After liberating Jeremiah from responsible adults who love him, Sarah wastes no time immersing him in the murky depths of the drug, sex and kicks-fueled low life. Most of Jeremiah and Sarah’s life together consists of him looking like he’d like to disappear, perhaps permanently, while his mother has degrading sex with an endless series of one-night-stands, each seemingly worse than the last within earshot of her traumatized son. Jeremiah is robbed of a childhood and introduced to everything much too early: drugs, sex, prostitution, violence.
When Jeremiah goes to live with stern, harsh God-fearing grandparents played by Peter Fonda and Ornella Muti, he simply trades one form of abuse and repression for another. When his mom pops back into his life a few years later when he’s ministering to the public as a street-corner preacher like a miniature Marjoe Gortner things go from unbelievably, unbearably, almost inconceivably terrible to even worse.
Sarah stops having awful sex with the dregs of humanity for free and begins having sex with them in exchange for drugs or money. She has Jeremiah dress up in drag and pretend to be her sister so that Jeremiah can join the family business selling sex at truck stops. At various points in this oddly star-studded affair, poor Jeremiah is sexually assaulted by a pre-stardom Jeremy Renner and a post-superstardom Marilyn Manson.
When I first saw The Heart is Deceitful Above All Things it resonated with me as someone who survived a brutal childhood where I had to grow up fast and learn how to take care of myself. I watched it again in the long, sad, shadow of #MeToo and Bennett’s allegations but I also saw it through the prism of my own fatherhood.
Maybe it’s just me but I cannot see a child suffer onscreen without projecting that pain and anguish onto my own children, without wondering how devastated I would be if it were happening to my boys. On that level, The Heart is Deceitful Above All Things is less a grim melodrama about life in the gutter than a horror film about the spiritual ugliness of adults and their unconscionable capacity for abusing the most vulnerable among us.
In the early going, Argento, who also co-wrote the screenplay with Alessandro Magania, shoots extensively from the POV of Jeremiah to highlight his powerlessness. In doing so, Argento captures the way the world seems, and feels, impossibly vast when you’re a child, not to mention confusing, overwhelming and hard to navigate and understand.

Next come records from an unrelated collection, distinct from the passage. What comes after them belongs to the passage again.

Issue #272, opened 2015-06-03
Replace precipitation dropdown with slider


kdeloach:
The precipitation dropdown should be replaced with a slider.

See https://github.com/WikiWatershed/model-my-watershed/issues/167 for more details.

PR #319, opened 2015-06-08
Replace precipitation dropdown with slider

kdeloach:
How to test:
1. Rebuild JS bundle
2. Verify slider control works on scenario tabs
3. Verify duplicating scenarios retains slider value

Connects #272


kdeloach:
I ran into some styling issues with the slider tooltip. May need help from design with this.
image

mmcfarland:
We're using the native input slider on the /simple app - consider using it here in favor of the bootstrap version.  I suspect it'll be an easy replacement code-wise.

kdeloach:
Will do.

kdeloach:
Replaced bootstrap slider with native slider.

lewfish:
Tested and works as expected, except that (I think) there should be a read-out of the precipitation level as there is in the wireframes.

lewfish:
Also, the 24 hour rain drop-down isn't there, although it is in the wireframes. I'm looking at 2015_03_10_Visual_Design_v2.pdf. Is there a more recent version somewhere?

mmcfarland:
There may not be a more recent version, but it is actually correct to have just the slider and not the dropdown for this model package.

kdeloach:
@ctaylo37 Here's what it looks like now. I tried but failed to style it according to the wireframe.
image

src/mmw/js/src/modeling/templates/controls/precipitation.html
```diff
@@ -1,5 +1,4 @@
-<select class="selectpicker" data-style="btn btn-sm btn-primary" data-size="3"> <!-- Weather Tools -->
-    <option value="24_hours">24 Hour</option>
-    <option value="historical">Historical</option>
-    <option value="custom">Custom</option>
-</select> <!-- End Weather Tools -->
+<label>
+    Rain Level
+    <input type="range" min="0" max="100" step="1" />
```
mmcfarland: That's a hell of a rainstorm.  Can we change the steps to be from, say, 1 to 10 but with fractional output?  Ie, 0.1, 0.2....10.0

mmcfarland:
Great idea with `setup.js`.

src/mmw/js/src/modeling/templates/controls/precipitation.html
kdeloach: Good idea.

kdeloach:
Updated slider min, max, and step.

mmcfarland:
+1, awesome that the step doesn't have to be an `int`.

lewfish:
I would prefer it if the rain read-out was there initially and updated as the value changed (but before the mouse was released). +1 otherwise.

kdeloach:
Good suggestion. Updated to display slider value while dragging.

kdeloach:
I also set the min slider value to 0 so rain fall filter could be disabled.

Issue #278, opened 2015-06-03
Scenario.modifications are serialized with unicode u


caseypt:
Scenario.modifications are sent to the server as an object. The field is a `TextField`, so DRF serializes the data to store it. As part of that process, it includes the unicode `u` before every string.

![selection_044](https://cloud.githubusercontent.com/assets/1042475/7966980/56f63560-09f5-11e5-8627-47c811ed44c1.png)

 When this value is retrieved from the server and is parsed on the client-side, you get the following error:

```
Uncaught SyntaxError: Unexpected token u
```

We need to modify the serialize to store and/or retrieve the value and not encode in unicode or not include the `u`.

PR #320, opened 2015-06-08
Custom serializer for modifications.

jamesmcclain:
The standard serializer prepends `u` to the field names when the object
is transformed into a string.  This patch prevents that from happening.

**To test:**
   * Follow the instructions given in https://github.com/WikiWatershed/model-my-watershed/pull/230, except now you must type `mn1.set('model_package', 'tr-55')` after typing `mn1.get('scenarios').at(1).set('name', 'TEST SCENARIO')` and before typing `mn1.saveAll()`.
   * In "developer tools", click on `network`, then `xhr`, then on the item on the left with `/api/modeling/projects` in it, then on the `response` tab.
   * Paste the response into `pro.jslint.com`.
   * Copy the value associated with the modifications key to the clipboard.  Type `JSON.parse("")` into the Javascript console and paste the modification information between the pair of double quotes.  When you press enter, you should get a valid Javascript object.

Fixes WikiWatershed/model-my-watershed#278

### DIFF
--- a/src/mmw/apps/modeling/serializers.py
+++ b/src/mmw/apps/modeling/serializers.py
@@ -8,6 +8,8 @@ from rest_framework_gis import serializers as gis_serializers
 
 from apps.modeling.models import Project, Scenario
 
+import json
+
 
 class UserSerializer(serializers.ModelSerializer):
     class Meta:
@@ -15,9 +17,20 @@ class UserSerializer(serializers.ModelSerializer):
         fields = ('id', 'username', 'email')
 
 
+class ModificationsField(serializers.BaseSerializer):
+
+    def to_representation(self, obj):
+        return json.loads(obj)
+
+    def to_internal_value(self, obj):
+        return json.dumps(obj)
+
+
 class ScenarioSerializer(serializers.ModelSerializer):
     class Meta:
         model = Scenario
+
+    modifications = ModificationsField()
 
 
 class ProjectSerializer(gis_serializers.GeoModelSerializer):


kdeloach:
Couple of notes regarding these instructions:
1. `model_package` is presently defined as an instance of a `ModelPackageModel` not a string (See https://github.com/WikiWatershed/model-my-watershed/blob/develop/src/mmw/js/src/modeling/models.js#L51); That will probably change soon.
2. You can rename scenarios (scenario dropdown) and save the project (project dropdown) through the UI now.

jamesmcclain:
Okay, thank you for the update on `model package` and the UI.

src/mmw/apps/modeling/serializers.py
```diff
@@ -15,10 +17,21 @@ class Meta:
         fields = ('id', 'username', 'email')
 
 
+class ModificationsField(serializers.BaseSerializer):
+
+    def to_representation(self, obj):
+        return obj
```
mmcfarland: I think we should be returning a json object here, so it's deserialized appropriately for the client.  Consider returning `json.loads(obj)` here instead and making sure the client is not specifically expecting a string.

mmcfarland:
Tested that the modifications are now serialized to a JSON parsable string now.  Nice work, good to know we can easily override particular `ModelSerializer` fields when we need to.

jamesmcclain:
Thank you for the nice complement.  I have made the requested change.

kdeloach:
+1

caseypt:
Checking this out now.

caseypt:
+1. Looks good.

We still can't load saved scenarios without error, but that may be due to #331.

jamesmcclain:
Thank you.

Issue #229, opened 2015-05-27
Allow multiple "Untitled Projects"


mmcfarland:
When creating a new project, the default name should read "Untitled Project" a la Google Docs.  We don't force the user to rename a project, but a project must be unique within a user account.  We should make accommodations for multiple untitled projects, presumably by not storing that actual name, but otherwise indicating on the model that it is yet unnamed and having the displayed name be a UI consideration only.

caseypt:
Instead, remove the unique constraint from project name per user

PR #322, opened 2015-06-08
Allow multiple projects with same name

rajadain:
Removes unique constraint between user and project name.

**Testing Instructions**

 * Checkout branch and run all migrations.
 * Login as a user.
 * Select an area, click forward from analyze and land in the model view.
 * Use the Marionette.Inspector as instructed in #230, find the Project object, download it into the console (usually automatically declared as `mn1`) and run the following:

```javascript
mn1.set('model_package', 'tr-55');
```

> That last step is necessary because the front-end currently stores `model_package` as a complex object, but the back-end expects a simple string, so we manually fix it.

 * Save the project, using either the UI or just `mn1.saveAll();` in the console. Refresh the page to make sure it saved.
 * Create a second project and follow the same steps, make sure to save it as the exact same name as the first one.

Connects #229

### DIFF
--- a/src/mmw/apps/modeling/migrations/0005_auto_20150608_1502.py
+++ b/src/mmw/apps/modeling/migrations/0005_auto_20150608_1502.py
@@ -1,0 +1,18 @@
+# -*- coding: utf-8 -*-
+from __future__ import unicode_literals
+
+from django.db import models, migrations
+
+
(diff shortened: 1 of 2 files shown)


mmcfarland:
+1 Saved multiple projects.

kdeloach:
+1 Tested

Issue #291, opened 2015-06-04
Create worker AMI


hectcastro:
Add a Packer definition to take the worker playbook and emit an AMI.

PR #323, opened 2015-06-08
Add support for creating worker AMIs

hectcastro:

Connects #291 and builds on top of #313. Also, tagging @kdeloach and @lliss.

### DIFF
--- a/deployment/packer/template.js
+++ b/deployment/packer/template.js
@@ -27,6 +27,27 @@
                 "Environment": "{{user `stack_type`}}"
             },
             "associate_public_ip_address": true
+        },
+        {
+            "name": "mmw-worker",
+            "type": "amazon-ebs",
+            "region": "{{user `aws_region`}}",
+            "source_ami": "{{user `aws_ubuntu_ami`}}",
+            "instance_type": "m3.large",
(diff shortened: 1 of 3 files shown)


deployment/packer/template.js
```diff
@@ -0,0 +1,82 @@
...
+            "associate_public_ip_address": true
+        },
+        {
+            "name": "mmw-worker",
+            "type": "amazon-ebs",
+            "region": "{{user `aws_region`}}",
+            "source_ami": "{{user `aws_ubuntu_ami`}}",
+            "instance_type": "m3.large",
+            "ssh_username": "ubuntu",
+            "ami_name": "mmw-app-{{timestamp}}",
```
kdeloach: AMI name suffix should be worker.

kdeloach:
+1 I was able to create a worker AMI.

deployment/packer/template.js
hectcastro: Fixed in https://github.com/WikiWatershed/model-my-watershed/commit/2d179f02e9f514fc69591ad2d01424ecd0e74aa7.

lliss:
Ditto. +1

PR #324, opened 2015-06-08
Revert model_package back to a string

kdeloach:
This corrects an earlier mistake I made when I changed this property
from a string to an instance of a Backbone model. There's no point in
defining static controls on the project model because they cannot be modified
and should never be persisted.

To test:
1. Save a project.
2. The project and all its scenarios should save, and the address bar
should update to contain the saved project ID.
3. Reloading the page should display your saved data.


mmcfarland:
+1 Tested.

jamesmcclain:
I also tested, +1

Issue #282, opened 2015-06-04
Add zeroclipboard for share feature


mmcfarland:
Share has a copy url to clipboard which is not implemented.

https://github.com/zeroclipboard/zeroclipboard

mmcfarland:
Shares a point with #229

PR #325, opened 2015-06-08
Add ZeroClipboard for copying share URL

rajadain:
**Testing Instructions**

 * Login as a user
 * Draw a shape and move forward to model page
 * Save the project, so that you have a URL available akin to [http://localhost:8000/model/1/](http://localhost:8000/model/1/)
 * In the Project drop-down menu, click "Share"
 * Click "Copy Link"
 * Try pasting it anywhere. It should paste the URL of the project, namely `http://localhost:8000/model/1/`

**Notes**

The way ZeroClipboard works is by placing an invisible SWF file stretched to the size of the action button. Unfortunately this prevents our UI hover states, and thus while the cancel button does have a hover state and animation, the copy link button does not. I don't know how to solve this.

Connects #282

### DIFF
--- a/src/mmw/js/src/core/views.js
+++ b/src/mmw/js/src/core/views.js
@@ -6,6 +6,7 @@ var $ = require('jquery'),
     router = require('../router.js').router,
     Marionette = require('../../shim/backbone.marionette'),
     TransitionRegion = require('../../shim/marionette.transition-region'),
+    ZeroClipboard = require('zeroclipboard'),
     drawUtils = require('../draw/utils'),
     headerTmpl = require('./templates/header.html'),
     modalConfirmTmpl = require('./templates/confirmModal.html'),
@@ -352,13 +353,23 @@ var ShareModal = BaseModal.extend({
     },
 
     events: {
-        'click @ui.signin': 'signIn',
-        'click @ui.copy': 'copyLinkToClipboard'
+        'click @ui.signin': 'signIn'
     },
 
-    copyLinkToClipboard: function() {
-        var url = this.ui.input.val();
-        // TODO https://github.com/WikiWatershed/model-my-watershed/issues/282
+    // Override to initialize ZeroClipboard
+    initialize: function() {
+        BaseModal.prototype.initialize.call(this);
+        this.zc = new ZeroClipboard();
+    },
+
+    // Override to attach ZeroClipboard to ui.copy button
+    onRender: function() {
+        var self = this;
+        this.$el.on('shown.bs.modal', function() {
+            self.zc.clip(self.$el.find(self.ui.copy.selector));
+        });
+
+        this.$el.modal('show');
     },
 
     signIn: function() {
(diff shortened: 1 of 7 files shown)


src/mmw/package.json
```diff
@@ -43,6 +43,7 @@
     "turf-buffer": "1.0.4",
     "turf-random": "1.0.2",
     "underscore": "1.8.3",
-    "watchify": "3.1.0"
+    "watchify": "3.1.0",
+    "zeroclipboard": "^2.2.0"
```
lliss: We've been pegging the versions.

src/mmw/js/src/core/views.js
```diff
@@ -347,18 +348,28 @@ var ShareModal = BaseModal.extend({
 
     ui: {
         'signin': '.signin',
-        'copy': '.copy',
+        'copy': '#copy-link-button',
```
lliss: Any reason this was made into an id rather than a class?

lliss:
You might be able to solve the hover issue by making an invisible button (or a very small one) and then having the click on our ui button just trigger a click on the other one. Not idea but it would solve the hover issue.

lliss:
I'd take another quick pass and see if you can solve the hover issue. Otherwise looks fine. I will test later today.

kdeloach:
ZeroClipboard has documentation regarding preserving hover effects (See https://github.com/zeroclipboard/zeroclipboard/blob/master/docs/instructions.md).

kdeloach:
+1

src/mmw/js/src/main.js
```diff
@@ -22,6 +22,12 @@ L.Icon.Default.imagePath = '/static/images/';
 var csrf = require('./csrf');
 $.ajaxSetup(csrf.jqueryAjaxSetupOptions);
 
+var ZeroClipboard = require('zeroclipboard');
+ZeroClipboard.config({
+    hoverClass: 'focus',
+    activeClass: 'active'
+});
+
```
rajadain: Will rebase on top of #319 after it has been merged and move this to new `setup.js`

src/mmw/package.json
rajadain: Ah good catch! Fixed now.

kdeloach:
Merged #319.

src/mmw/js/src/core/views.js
rajadain: I was experimenting with ZeroClipboard for a while and needed to individually target it. Since the template didn't have a `copy` class on the button, I went ahead and gave it an ID. But should've switched back before committing, to minimize number of changes required to introduce this functionality. Reverted now. Thanks!

rajadain:
Thanks for the pointer on ZeroClipboard hover state, added it in. Rebased on top of develop, pushed new consolidated commits.

lliss:
Looks good. Tested. Hover state works. +1

Issue #290, opened 2015-06-04
Create bastion/monitoring AMI


hectcastro:
Add a Packer definition to take the monitoring server playbook and emit an AMI.

PR #327, opened 2015-06-09
Add support for creating monitoring server AMIs

hectcastro:

In addition, this pull request includes a commit for determining the Git SHA and branch when not provided by environment variables.

Connects #290. Also, tagging @lliss and @kdeloach.


kdeloach:
+1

When it comes to suffering, Job had nothing on Jeremiah. He’s a profoundly passive character cursed to forever react to life’s rampant cruelties and his mother’s indifference to his suffering because he has no power or agency of his own. My childhood was not as barbaric as the one depicted in The Heart is Deceitful Above All Things but a lot of it felt familiar all the same.
Much of Argento’s movie feels like poverty and misery porn. It’s a grim wallow through mankind at its ugliest but it gets many of the details of life at the bottom of the socioeconomic ladder right, like the bare walls and peeling paint in ugly motel rooms that seemingly have never been cleaned, that are dirty spiritually as well as as physically.
The Heart is Deceitful Above all Things conveys, on a visceral level, the sense of helplessness and vulnerability that comes with being a child abused and neglected by the people who are supposed to love and protect you. In its most vivid and powerful moments, it’s true to the emotional devastation that ensues when the selflessness inherent in being a good mother or father who puts their child’s needs above their own is replaced by the pathological, narcissistic selfishness of a parent prioritizing their own bleary, self-destructive, never-ending hunt for cheap thrills above all else, particularly the needs of children doomed to serve as collateral damage for their parents’ moral emptiness.
Even without the revelations regarding Leroy’s true identity and Bennett and Argento’s accusations of sexual assault against each other, The Heart is Deceitful Above All Things would still be a brutal watch. It’s even tougher now that the line separating the ugliness onscreen from the ugliness that was to come for Bennett and Argento has become so blurry that it’s hard to know where the pitch-black drama of abuse and degradation in the movie ends and the real-life tragedy begins.